Sylvére, maintenant distraite de ses pensées par la gaîté du décor, effeuillait, en les respirant, les aromales fleurs que le soleil de Nice avait muries ; et, tranquille, le cou renversé, buvait, dans sa coupe irisée, comme une rosée d’arc-en-ciel.

Sur la table passaient, avec quelque lenteur, des mets étrangement choisis, d’un parfum grisant, d’une saveur brûlante, d’un goût, toutefois, délicat et relevé.
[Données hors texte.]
PR #114, opened 2022-05-10
Allow blind publications for expertise

### LINKED ISSUE #112: Deduplicate blind and original submissions
Previously, the expertise CLI was used by the Super User who has access to all data, including the original notes that usually reply to invitations ending with `/-/Submission`. Since the expertise and the matching are now services, we need to get the notes that reply to the `/-/Blind_Submission` invitations. However, the Super User will get duplicates (original and blind submission).

In order to deduplicate the Notes, we can take advantage of the `original` field value in the Blind Notes.

haroldrubio:
- Resolves #112

Removes the check for only original notes and adds an additional deduplication step when retrieving a reviewer's expertise.

### DIFF
--- a/expertise/create_dataset.py
+++ b/expertise/create_dataset.py
@@ -58,10 +58,10 @@ class OpenReviewExpertise(object):
         deduplicated = []
 
         # Build index of pub.original
-        original_ids = [getattr(pub, 'original', None) for pub in publications]
+        original_ids = [pub.original for pub in publications]
 
         for pub in publications:
-            note_id, original_id = pub.id, getattr(pub, 'original', None)
+            note_id, original_id = pub.id, pub.original
             # If original note, but blind already exists, skip the original note
             if original_id is None and note_id in original_ids:
                 continue
--- a/expertise/create_dataset.py
+++ b/expertise/create_dataset.py
@@ -57,13 +57,13 @@ class OpenReviewExpertise(object):
     def deduplicate_publications(self, publications):
         deduplicated = []
 
-        # Build index of publication IDs
-        pub_ids = [pub.id for pub in publications]
+        # Build index of pub.original
+        original_ids = [getattr(pub, 'original', None) for pub in publications]
 
         for pub in publications:
-            original = getattr(pub, 'original', None)
-            # If blind note, but the original already exists, skip this
-            if original is not None and original in pub_ids:
+            note_id, original_id = pub.id, getattr(pub, 'original', None)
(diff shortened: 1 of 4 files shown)


expertise/create_dataset.py
```diff
@@ -54,13 +54,32 @@ def get_paper_notes(self, author_id, dataset_params):
         notes_v2 = list(openreview.tools.iterget_notes(self.openreview_client_v2, content={'authorids': author_id}))
         return notes_v1 + notes_v2
 
+    def deduplicate_publications(self, publications):
+        deduplicated = []
+
+        # Build index of pub.original
+        original_ids = [getattr(pub, 'original', None) for pub in publications]
```
melisabok, line 61: what don't you do `pub.original` here?

expertise/create_dataset.py
```diff
@@ -54,13 +54,32 @@ def get_paper_notes(self, author_id, dataset_params):
...
+
+        for pub in publications:
+            note_id, original_id = pub.id, getattr(pub, 'original', None)
+            # If original note, but blind already exists, skip the original note
+            if original_id is None and note_id in original_ids:
+                continue
```
melisabok, line 67: I would prefer to avoid the `continue` sentence and evaluate when we need to keep the publications, my suggestion is:

```
if note not in original_ids:
     deduplicated.append(pub)
```

Only notes that are not original notes should be used as a publication.

expertise/create_dataset.py
melisabok: yeah, this code should be updated. please use `pub.original` from now on. No need to changes other part of the code you are editing now.

melisabok (approved):

expertise/create_dataset.py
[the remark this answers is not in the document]
haroldrubio: Here is what I have now: https://github.com/openreview/openreview-expertise/blob/9501e0eda62958005434ff3daf5f0394aef1ed69/expertise/create_dataset.py#L61

Do you mean to make a change like the following:
`original_ids = [pub.original if pub.original is not None for pub in publications] `
to avoid repeatedly comparing against None values?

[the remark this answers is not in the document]
carlosmondra: Yes, but I also mean that you could use a [set](https://docs.python.org/3/tutorial/datastructures.html#sets). This will make it more efficient when you check for duplicates.

carlosmondra (approved):

PR #120, opened 2022-05-19
Fix for empty title or abstract

purujitgoyal:
Skips the publication before passing to specter if both `title` and `abstract` are empty.


expertise/models/multifacet_recommender/specter.py
```diff
@@ -180,19 +180,22 @@ def set_archives_dataset(self, archives_dataset):
...
-                    else:
-                        paper_ids_list.append(publication['id'])
-                        output_dict[publication['id']] = {"title": self.pub_note_id_to_title[publication['id']],
-                                                          "abstract": self.pub_note_id_to_abstract[publication['id']],
-                                                          "paper_id": publication["id"],
-                                                          "authors": [profile_id]}
+                if publication['content'].get('title') or publication['content'].get('abstract'):
+                    self.pub_note_id_to_author_ids[publication['id']].append(profile_id)
+                    self.pub_author_ids_to_note_id[profile_id].append(publication['id'])
+                    self.pub_note_id_to_title[publication['id']] = publication['content'].get('title') if publication['content'].get('title') else "."
```
melisabok, line 186: why the default value is "." when there is no title? so specter doesn't ignore this publication?

purujitgoyal: Yes, that's correct.

melisabok (approved):

carlosmondra (approved):

PR #123, opened 2022-06-02
Use OpenReview API for Testing

haroldrubio:
This PR deprecates the use of a mock client to create the dataset and now requires a locally host OpenReview API to perform the tests


melisabok:
there is a conflict here @haroldrubio

tests/data/api2Data.json
```diff
@@ -18,24 +18,33 @@
         }
       }
     ],
+    "HIJ.cc/-/Blind_Submission": [
```
melisabok, line 21: do you still need to keep these json files?

tests/test_create_conference.py
```diff
@@ -0,0 +1,339 @@
...
+        pc_client=openreview.Client(username='pc@neurips.cc', password='1234')
+        request_form=client.get_notes(invitation='openreview.net/Support/-/Request_Form', sort='tmdate')[0]
+
+        conference=openreview.helpers.get_conference(pc_client, request_form.id)
+        return conference
+
+    def test_create_client(self, client, openreview_client):
+        # Test connectivity to the API
+
+        client = openreview.Client()
```
melisabok, line 24: why do you need to do this? `client` and `openreview_client` should be already created.

tests/test_create_conference.py
```diff
@@ -0,0 +1,339 @@
...
+        openreview_client = openreview.Client()
+        assert openreview_client
+        assert openreview_client.token
+        assert openreview_client.profile
+        assert '~Super_User1' == openreview_client.profile.id
+
+    def test_create_groups(self, client, helpers):
+        # Post test data groups to the API
+
+        def post_profiles(data):
```
melisabok, line 39: instead of creating the profiles, can you use `helpers.create_user`?

tests/test_create_conference.py
```diff
@@ -0,0 +1,339 @@
...
+
+        group = openreview.Group(
+            id = 'ABC.cc',
+            readers = ['everyone'],
+            writers = ['openreview.net'],
+            signatories = ['openreview.net'],
+            signatures = ['openreview.net'],
+            members = members
+        )
+        client.post_group(group)
```
melisabok, line 97: if you are creating a conference, why don't you use `conference.get_reviewers_id()` and add the members to that group. It is a more realistic test.

tests/test_create_conference.py
```diff
@@ -0,0 +1,339 @@
...
+                            }
+                        }
+                }
+            )
+        client.post_invitation(invitation)
+        assert client.get_invitation('DEF.cc/-/Expertise_Selection')
+
+    def test_post_submissions(self, client, openreview_client):
+        
+        def post_notes(data, data_invitation, api_invitation):
```
melisabok, line 281: what's the difference between `data_invitation` and `api_invitation`?

tests/test_create_journal.py
```diff
@@ -0,0 +1,107 @@
...
+                            'supplementary_material': { 'value': '/attachment/' + 's' * 40 +'.zip'},
+                            'competing_interests': { 'value': 'None beyond the authors normal conflict of interests'},
+                            'human_subjects_reporting': { 'value': 'Not applicable'},
+                            'submission_length': { 'value': 'Regular submission (no more than 12 pages of main content)'}
+                        }
+                    ))
+
+        with open('tests/data/api2Data.json') as json_file:
+            data = json.load(json_file)
+        post_notes(data, 'ABC.cc/-/Blind_Submission')
```
melisabok, line 67: the API2 shouldn't have blind submissions...

tests/data/api2Data.json
haroldrubio: Right now, the different files have data for different purposes but I could work on merging all of the files into the single `fakeData.json` file

tests/test_create_conference.py
haroldrubio: The `post_profiles` function calls `helpers.create_user` after reading the profile data from the JSON files

tests/test_create_conference.py
```diff
@@ -0,0 +1,339 @@
...
+                signatures = ['openreview.net'],
+                readers = ['everyone'],
+                invitees = ['everyone'],
+                reply=reply
+            )
+        client.post_invitation(invitation)
+        assert client.get_invitation('DEF.cc/-/Blind_Submission')
+
+        # create_dataset edge invitation to test exclusion
+        invitation = openreview.Invitation(
```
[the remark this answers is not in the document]
haroldrubio: Ah okay, I can use a Conference object which should address everything above as well, I can't remember why I made the decision to make the groups/invitations manually

tests/test_create_conference.py
haroldrubio: The fake notes are stored in the JSON as:
```
{
"notes": {
     "conf_id/-/submission": [ ... ]
}
```
so the distinction is that the fake data stored on disk is formatted differently from the invitation that they will be posted to. The real solution here that I'll work on would be to just store the data exactly as it would be posted

tests/test_create_conference.py
melisabok: but create_user already creates the profile. It calls to the signup endpoint and active the profile.

tests/test_create_conference.py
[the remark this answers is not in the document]
melisabok: you can use the Conference object directly, like the Journal class, or use the request form.

tests/test_create_conference.py
haroldrubio: Right, that happens here:
https://github.com/openreview/openreview-expertise/blob/a2e011a580d294d1714766726b4ba77a73ac0490/tests/test_create_conference.py#L44-L47

Some of the tests reference profile IDs that end in a number greater than 1, so this function checks if that's the case and renames the profile

melisabok: Could you just use all different name so all the tilde ids end with 1?

melisabok: you can use different names for each test or have a single function to be called before all the tests that create all the profiles for all the tests.

expertise/service/celery_tasks.py
```diff
@@ -60,18 +60,14 @@ def after_expertise_return(self, status, retval, task_id, args, kwargs, einfo):
...
-        openreview_client = openreview.Client(
-            token=token,
-            baseurl=config.baseurl
-        )
-        openreview_client_v2 = openreview.api.OpenReviewClient(
-            token=token,
-            baseurl=config.baseurl_v2
-        )
-    else:
-        openreview_client = mock_client(version=1)
```
melisabok, line 73: I like that mock_client is not here anymore!

tests/test_create_conference.py
```diff
@@ -0,0 +1,389 @@
...
+                    email = profile_json.get('content').get('preferredEmail') or profile_json.get('content').get('emails')[0]
+                    first_name = profile_json['id'][1:-1].split('_')[0]
+                    last_name = profile_json['id'][1:-1].split('_')[-1]
+                    helpers.create_user(email, first_name, last_name)
+                    
+                    # A pre-generated user may not have 1 at the end
+                    # In this case, add the same name to their profile, create a group for this new ID and rename the profile
+                    curr_id = client.get_profile(email).id                   
+                    if new_id != curr_id:
+                        client.post_profile(openreview.Profile(
```
melisabok, line 170: do you still need to do this?

tests/test_create_conference.py
```diff
@@ -0,0 +1,339 @@
...
+            signatories = ['openreview.net'],
+            signatures = ['openreview.net'],
+            members = members
+        )
+        client.post_group(group)
+
+    def test_create_invitations(self, client, openreview_client):
+        # Post invitations for submissions and publications
+
+        reply = {
```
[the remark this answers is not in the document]
melisabok: I don't think you need to create this invitation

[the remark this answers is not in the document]
haroldrubio: I kept the archival invitation (openreview.net/-/paper) for previous publications -  do you think that I should just make another conference and use that conference's submission invitation for the test user publications?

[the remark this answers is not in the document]
melisabok: No, that's fine. I'm working on an archive invitation to be used by the tests. You can use it once my PR is merged.

melisabok (dismissed):

.circleci/config.yml
```diff
@@ -1,11 +1,20 @@
...
 
+orbs: 
+  node: circleci/node@5.0.2
 jobs:
   build:
     working_directory: ~/openreview-expertise
     docker:
       - image: ubuntu:18.04
       - image: redislabs/redisai
+      - image: circleci/mongo:4.4.5
```
carlosmondra, line 11: Let's replace this to be mongo v5 😄

haroldrubio: Any version in particular that you had in mind or just replace it with `circleci/mongo:5.0`?

carlosmondra: Any version of 5.0.x should be fine.

.circleci/config.yml
```diff
@@ -50,6 +65,75 @@ jobs:
...
             pip install -I protobuf==3.20.1
+      - run:
+          name: Initialize Replica Set
+          command: |
+            wget -qO - https://www.mongodb.org/static/pgp/server-4.4.asc | sudo apt-key add -
+            sudo touch /etc/apt/sources.list.d/mongodb-org-4.4.list
+            echo "deb [ arch=amd64,arm64 ] https://repo.mongodb.org/apt/ubuntu bionic/mongodb-org/4.4 multiverse" | sudo tee /etc/apt/sources.list.d/mongodb-org-4.4.list
+            sudo apt-get update
+            sudo apt-get install -y mongodb-org=4.4.5 mongodb-org-server=4.4.5 mongodb-org-shell=4.4.5 mongodb-org-mongos=4.4.5 mongodb-org-tools=4.4.5
+            mongo mongodb://localhost:27017 --eval "rs.initiate()"
```
carlosmondra, line 76: You will need to update this too, but it should be pretty much the same thing

carlosmondra (approved):
Awesome!

PR #2231, opened 2026-06-25
support-svp from PR#1525

27704534:
From:https://github.com/openutau/OpenUtau/pull/1525
Thank Cadlaxa very much.


27704534:
Fixes multiple issues when importing SVP (Synthesizer V project) files, improving import compatibility and completeness.

Fixed Issues
Null Reference Crash
Missing AfterLoad() call after SVP import leaves Part objects semi-initialized, triggering NullReferenceException when opening the project.

Fix: Add project.AfterLoad() before ValidateFull() at the end of ConvertToUstx in both SVP and SVP2.
Loose Notes Loss
"Loose notes" written directly on the piano roll (without manual grouping) are stored in mainGroup. The original code only processed groups with SVPMRef references, causing all loose notes to be lost.

Fix: Detect if mainGroup contains notes, assign a uuid and add to libraryGroups, create a default reference and insert it at the head of the allRefs list to reuse existing group processing logic.
Missing groups Field in SV1 Format
SVP (SV1 format) only processed the library field, not the groups field, causing groups in some projects to fail loading.

Fix: Add iteration handling for svpProject.groups in the libraryGroups initialization section.
SV1 Timeline Boundary Checks
timeSignatures and tempos in SVP (SV1) lacked boundary checks, potentially causing negative indices.

Fix: Add Math.Max(0, ...) boundary checks, aligned with SVP2 format.
Relaxed mainGroup Fallback Logic
The original code only used mainGroup as fallback when groupID matched or was empty, which was too strict and caused some projects to fail finding the corresponding group.

Fix: Use mainGroup as fallback whenever libraryGroups doesn't find the group and mainGroup is not null.
Track Volume & Pan Conversion
The original code didn't convert track volume, pan, mute, or solo parameters at all, leaving all tracks at default settings after import.

Fix:
Add SVPMixer class to parse the mixer field in SVP files
Volume: Directly assign dB value, clamp above +12 to +12
Pan: Convert from -1~1 range to -100~100
Mute: Set track.Mute
Solo: Set track.Solo
Mute Property Name Correction
The original code incorrectly used Muted (runtime state, YamlIgnore). The correct persisted property is Mute.

Fix: Use track.Mute instead of track.Muted.
Files Changed
OpenUtau.Core/Format/SVP.cs
Compatibility
All changes are import-only fixes and do not affect existing project editing or rendering. Fully backward compatible.

I use AI to translate

nagotown:
@27704534 Why not PR to the original PR's branch?

27704534:
Sorry,The current version has way too many issues.I'll submit it to the repo after I finish polishing it.I messed up

PR #2238, opened 2026-06-27
Add More Track Effects + Fixes

Cadlaxa:
- Adds De-esser, De-Thumper and Saturation
- Fix sliders to reflect the actual applied effect when reopening the fx window
- Add right click to reset the sliders

### DIFF
--- a/OpenUtau.Core/SignalChain/Effects/DeEsser.cs
+++ b/OpenUtau.Core/SignalChain/Effects/DeEsser.cs
@@ -1,0 +1,75 @@
+﻿using System;
+
+namespace OpenUtau.Core.SignalChain.Effects {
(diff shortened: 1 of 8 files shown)


Cadlaxa:
image

KakaruHayate:
I think this is inappropriate. These effects are often applied locally. And I can't think of why we need to deal with these issues in a singing voice synthesis engine. I added the effector before to benchmark against the current mainstream singing voice synthesis software during audition (they have updated similar functions), but are more functions crossing the line? If this continues, it will become increasingly bloated

Cadlaxa:
Yeah you're right

nagotown:
would you mind making a new pr for the improvements other than the new effects?

PR #2259, opened 2026-07-11
Fix Phonemizer ALT handling

maiko3tattun:
Fix #2236's bug


BagelHero:
As mentioned in the discord: 
Requires reversion of #2284 to merge this instead. This is a more fundamental solution that solves the bug more broadly instead of on a per-phonemizer basis

**This needs to be merged before other phonemizer-related PRs.** It's causing downstream issues, I believe, so this is high priority.

maiko3tattun:
I've included the revert from #2284 in this PR. You can just merge it now.

PR #2265, opened 2026-07-15
Fix UstFlagParser bug

maiko3tattun:
Fixed a bug where the “/” flag for resampler switching was not parsed


maiko3tattun:
The test code assumed that `Parse()` would not return the slash flag. Now that `Parse()` returns the slash flag as well, users are notified that it was not imported from ust file.

PR #2183, opened 2026-06-05
Support DiffSinger pitch local retaking

KakaruHayate:

PR #2287, opened 2026-08-04
[DiffSinger/BUGFIX]Implement DiffSinger variance retake with hard compose

KakaruHayate:
## Merge order and dependencies

1. Merge or rebase #2183 first. It provides the DiffSinger pitch retake frame-mask and non-contiguous retake write-back foundation.
2. Merge this variance retake change next. It replaces the variance crossfade and cumulative baseline behavior introduced by #2176 with tensor-cache-based partial retake and hard composition.
3. Rebase or merge #2175 after this change so the real-curve scheduler consumes the final hard-composed variance result.
4. Process #2174 last. Its render-priority changes are ordering-only and should be reconciled with #2175 changes in `RenderEngine.cs` and `Notifications.cs`.

This PR is intentionally based on current `master`, where #2176 is already merged. It does not include the code from #2183, #2175, or #2174. The order above describes the intended final integration order; if this PR is reviewed before #2183 is merged, it can remain independent on `master` and be rebased when the stack is integrated.

## Retake scope requirements

Partial variance retake is allowed only when the tensor-cache scope remains compatible:

- Pitch and frame-level speaker embedding changes are retake-eligible.
- Linguistic encoder inputs or outputs, phoneme durations, word durations/divisions, phrase frame layout, model identity, variance channel layout, and diffusion steps/speedup remain part of the scope key. A change to any of them uses a different scope and performs full generation.
- Tensor cache must be enabled and a compatible previous result must exist.
- The first version does not expand the frame mask.
- No crossfade is used.
- Model output outside the mask is not trusted. Hard composition restores every unmasked frame from the previous cached result.

## What changed

- Split complete variance cache lookup from the partial-retake scope.
- Reuse cached variance curves as predictor inputs during partial retake.
- Build a frame mask from pitch and speaker-embedding changes, then expand it to the model's `[1, T, V]` retake input.
- Hard-compose predicted frames with the previous result after inference.
- Save the final composed result to the complete tensor cache so undo/redo can reuse exact historical states.
- Remove the fixed 50 ms crossfade, weighted blending, and cumulative merged baseline.
- Add focused tests for frame masks, frame-grouped speaker embeddings, channel expansion, hard composition, leakage prevention, and incompatible metadata.

## Validation

- `dotnet restore OpenUtau.Test/OpenUtau.Test.csproj`
- `dotnet test OpenUtau.Test/OpenUtau.Test.csproj --no-restore --filter "FullyQualifiedName~DiffSingerVariancePatchTest"`


stakira:
This PR flips line endings.

PR #2363, opened 2026-09-04
Fix AutoConvel Track.part bug

Cadlaxa:
Fix autoConvel desync when moving parts by accounting for the part's position offset in note lookups and BPM sampling.


ochakochatblanc (approved):
LGTM

OpenUtau.Plugin.Builtin/EnglishVCCVPhonemizer.cs
```diff
@@ -70,6 +70,7 @@ public EnglishVCCVPhonemizer() {
                 {"ir","Er"},
                 {"ir-","Er-"},
                 {"6 r","or-"},
+                {"6r-","0r-"},
```
AnAndroNerd, line 73: should technically be [or-] but using replacements in the YAML is better

AnAndroNerd (approved):

PR #2370, opened 2026-09-06
[Beta Bug] Fix EN-XSAMPA Legacy ValidateAlias phonemes

Cadlaxa:
this fixes the old legacy fallback lotteV implemented before


nagotown (approved):
works on my end 👍

stakira (approved):

PR #2376, opened 2026-09-06
Wire the DAW integration API into the UI

KakaruHayate:
## Summary
Follow-up to #2369: exposes the DAW integration core in the UI so the feature is actually usable.

- Adds a **Tools > DAW Integration** menu entry that opens a connection dialog.
- The dialog lists discovered plugin servers (from the discovery directory), connects/disconnects them, and reflects `DawManager` state (connecting / connected count / automatic reconnecting / connection lost).
- Strings: 25 `dawintegration.*` keys + `menu.tools.dawintegration`; also restores `button.close` which had been removed.
- View models use `ReactiveUI.SourceGenerators` (`[Reactive] public partial` properties) per the current baseline style.
- Connect/Disconnect gating is derived from manager connection state: Connect only while the selected server is disconnected, Disconnect enabled while any manager connection is live (including reconnecting), and teardown targets the selected port only when it actually has a connection.

## Notes
- No changes to `OpenUtau.Core`; UI-layer only.
- The same change was reviewed and closed out on my fork (KakaruHayate/OpenUtau#16, CodeRabbit review addressed in a9878199); this branch is a cherry-pick of those two commits onto current master.

## Verification
- `dotnet build OpenUtau/OpenUtau.csproj` - 0 errors.
- `dotnet test --filter FullyQualifiedName~DawIntegration` - 83 passed, 1 skipped.

### DIFF
--- a/OpenUtau/Views/DawIntegrationDialog.axaml
+++ b/OpenUtau/Views/DawIntegrationDialog.axaml
@@ -1,0 +1,44 @@
+<Window xmlns="https://github.com/avaloniaui"
+        xmlns:x="http://schemas.microsoft.com/winfx/2006/xaml"
+        xmlns:d="http://schemas.microsoft.com/expression/blend/2008"
+        xmlns:mc="http://schemas.openxmlformats.org/markup-compatibility/2006"
+        mc:Ignorable="d" Width="680" Height="400" MinWidth="520" MinHeight="320"
+        x:Class="OpenUtau.App.Views.DawIntegrationDialog"
+        Icon="/Assets/open-utau.ico"
+        Title="{DynamicResource dawintegration.caption}"
+        WindowStartupLocation="CenterOwner">
+  <Grid Margin="10" RowDefinitions="Auto,1*,Auto,Auto">
+    <TextBlock Grid.Row="0" Text="{DynamicResource dawintegration.hint}"
+               TextWrapping="Wrap" Margin="0,0,0,8"/>
+
+    <DataGrid Grid.Row="1" ItemsSource="{Binding Servers}" SelectedItem="{Binding SelectedServer}"
+              AutoGenerateColumns="False" CanUserSortColumns="False" IsReadOnly="True"
+              BorderThickness="1" BorderBrush="{DynamicResource SystemControlHighlightBaseMediumHighBrush}">
+      <DataGrid.Columns>
+        <DataGridTextColumn Header="{DynamicResource dawintegration.col.name}"
+                            Binding="{Binding Name}" Width="*"/>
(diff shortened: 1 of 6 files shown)


OpenUtau/Views/DawIntegrationDialog.axaml
```diff
@@ -0,0 +1,44 @@
...
+
+    <StackPanel Grid.Row="3" Orientation="Horizontal" Spacing="10" Margin="0,10,0,0"
+                HorizontalAlignment="Right">
+      <Button Content="{DynamicResource dawintegration.refresh}" Click="OnRefresh"
+              IsEnabled="{Binding !IsBusy}"/>
+      <Button Content="{DynamicResource dawintegration.connect}" Click="OnConnect"
+              IsEnabled="{Binding ConnectEnabled}"/>
+      <Button Content="{DynamicResource dawintegration.disconnect}" Click="OnDisconnect"
+              IsEnabled="{Binding DisconnectEnabled}"/>
+      <Button Content="{DynamicResource button.close}" Click="OnClose" Width="90"/>
```
rokujyushi: https://github.com/openutau/OpenUtau/pull/2376/changes#diff-1ddf8eb586ec74fc554aabbb9aa2e4ee4570bfb845dd0b2c0b5bb1d852306f76R7

If the goal is simply to close the screen and maintain consistency in behavior and appearance with other windows, having only the window's close button (the X button) would be sufficient.

rokujyushi: If there is a specific reason for implementing an individual close button, I think it would also be helpful for designing future windows.

OpenUtau/Views/DawIntegrationDialog.axaml
```diff
@@ -0,0 +1,44 @@
...
+    <DataGrid Grid.Row="1" ItemsSource="{Binding Servers}" SelectedItem="{Binding SelectedServer}"
+              AutoGenerateColumns="False" CanUserSortColumns="False" IsReadOnly="True"
+              BorderThickness="1" BorderBrush="{DynamicResource SystemControlHighlightBaseMediumHighBrush}">
+      <DataGrid.Columns>
+        <DataGridTextColumn Header="{DynamicResource dawintegration.col.name}"
+                            Binding="{Binding Name}" Width="*"/>
+        <DataGridTextColumn Header="{DynamicResource dawintegration.col.port}"
+                            Binding="{Binding Port}" Width="70"/>
+        <DataGridTextColumn Header="{DynamicResource dawintegration.col.apiversion}"
+                            Binding="{Binding ApiVersion}" Width="60"/>
```
rokujyushi: Image. 
Depending on the font used, the text may become truncated. Therefore, we would appreciate it if you could adjust the width or consider making the width adjustable.

PR #2400, opened 2026-09-12
Pre-Roll and Auto Move Playhead

maiko3tattun:
## New Features:
- Auto Move Playhead: When notes are selected, the playhead moves to the position of the first note in the selection. This feature is disabled by default.
  image   
- Pre-roll: Playback starts a specified number of measures before the playhead’s current position. This feature is disabled by default; you can change the number of measures by right-clicking the button in the MainWindow.
  image   
  image   
- Both of these are common features in DAWs.

## Internal Changes:
- The code that moves the playhead when playback stops has been moved from the ViewModel to the Model.
- A generic ComboBoxDialog has been added.


stakira:
We can select playback range now. I don't see why we need to determine playback position from selected notes.

maiko3tattun:
The reason I want to move the playhead is simply because moving it with a click is cumbersome. While editing, you end up moving the mouse cursor far away from the notes repeatedly, and over time, this adds up to a significant loss of time. Also, everyone has probably experienced accidentally creating a note while trying to click on the timeline.
This issue isn’t resolved by range playback. In a workflow where you start playback from the beginning, edit the parts you’re interested in, and then resume playback, this is the optimal solution.

PR #2407, opened 2026-09-13
Fix ReadDictionaryAndInit, Parent Alt, Voice color, and ToneShift

Cadlaxa:
Switching singers caused a race condition where the phonemizer tried to look up notes before the voicebank and its dictionary finished reloading. Because the singer was not ready, valid phonemes were errored out


stakira:
Broad silent try catch hides real problem instead of fixing them. It also hides problem in the future, making debugging difficult.

stakira:
> Broad silent try catch hides real problem instead of fixing them. It also hides problem in the future, making debugging difficult.

This is about changes in OpenUtau.Core/Api/Phonemizer.cs.

PR #1687, opened 2020-10-26
for enabling traefik ingress controller

balasu:
Hi
This is for enabling traefik as an ingresscontroller running on 8080 on traefik namespace.


balchua:
This PR contains portainer addons. I think it is best to keep them separate.  Since you already have another PR for portainer.

ktsakalozos (approved):
LGTM +1 Thank you @balasu

microk8s-resources/actions/traefik.yaml
```diff
@@ -0,0 +1,152 @@
...
+        - --providers.kubernetesingress=true
+        # you need to manually set this IP to the incoming public IP
+        # that your ingress resources would use. Note it only affects
+        # status and kubectl UI, and doesn't really do anything
+        # It could even be left out https://github.com/containous/traefik/issues/6303
+        - --providers.kubernetesingress.ingressendpoint.ip=127.0.0.1
+        ## uncomment these and the ports above and below to enable
+        ## the web UI on the host NIC port 8080 in **insecure** mode
+        # - --api.dashboard=true
+        # - --api.insecure=true
```
ngbrown, line 58: Uncommenting these lines to enable the dashboard causes the pod to crash with a port conflict:

```
traefik.go:76: command traefik error: error while building entryPoint traefik: error preparing server: error opening listener: listen tcp :8080: bind: address already in use
```

Also, shouldn't the CustomResourceDefinitions have been included in this service, or is there a reason to not use them?

balasu: Hi
enabling this parameters for dashboard is insecure, hence by default its disabled, yes CRD to this service is the right way to enable dashboard which available recently . traefik version used here is 2.23, if user wants dashboard to know about services/pods/containers they can use portainer.

PR #1688, opened 2020-10-27
Allow for setting the failure domain

ktsakalozos:


joedborg (approved):
LGTM thanks

ktsakalozos:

Une friture de piments tenta Mme du Parclet ; elle y goûta et fut obligée d’engloutir, coup sur coup, des bonbons d’une pâte d’avelines glacée qui se trouvaient sous sa main, en criant, dans un rire, que cette cuisine du diable l’avait briûée. Elle en devenait toute rose, et innocemment, s’amusait. On sonna.

— Là ! s’écria presque fâchée Mme Alix, qu’ai-je dit ? Je parie que voici mes deux moineaux ! Pour un rien, je leur refuserais la becquée !

— Ce serait cruel, s’ils ont faim ! protesta Sylvère en riant.

Mais la porte s’ouvrit, et s’encadra, dans une attitude superbe, le colonel Baringer.

— Vous ! s’écria Mme Deschamps admirablement étonnée. Vous êtes donc à Paris ? Et qui vous amène si matin ?

— Un morceau de pain, s’il vous plaît ? mes bonnes dames, minauda le colonel en s’avançant.

— Vous n’avez pas déjeuné ?… c’est le comble !… nous en sommes au café, presque ! Enfin, ça ne fait rien ; enchantée ! Prenez une chaise.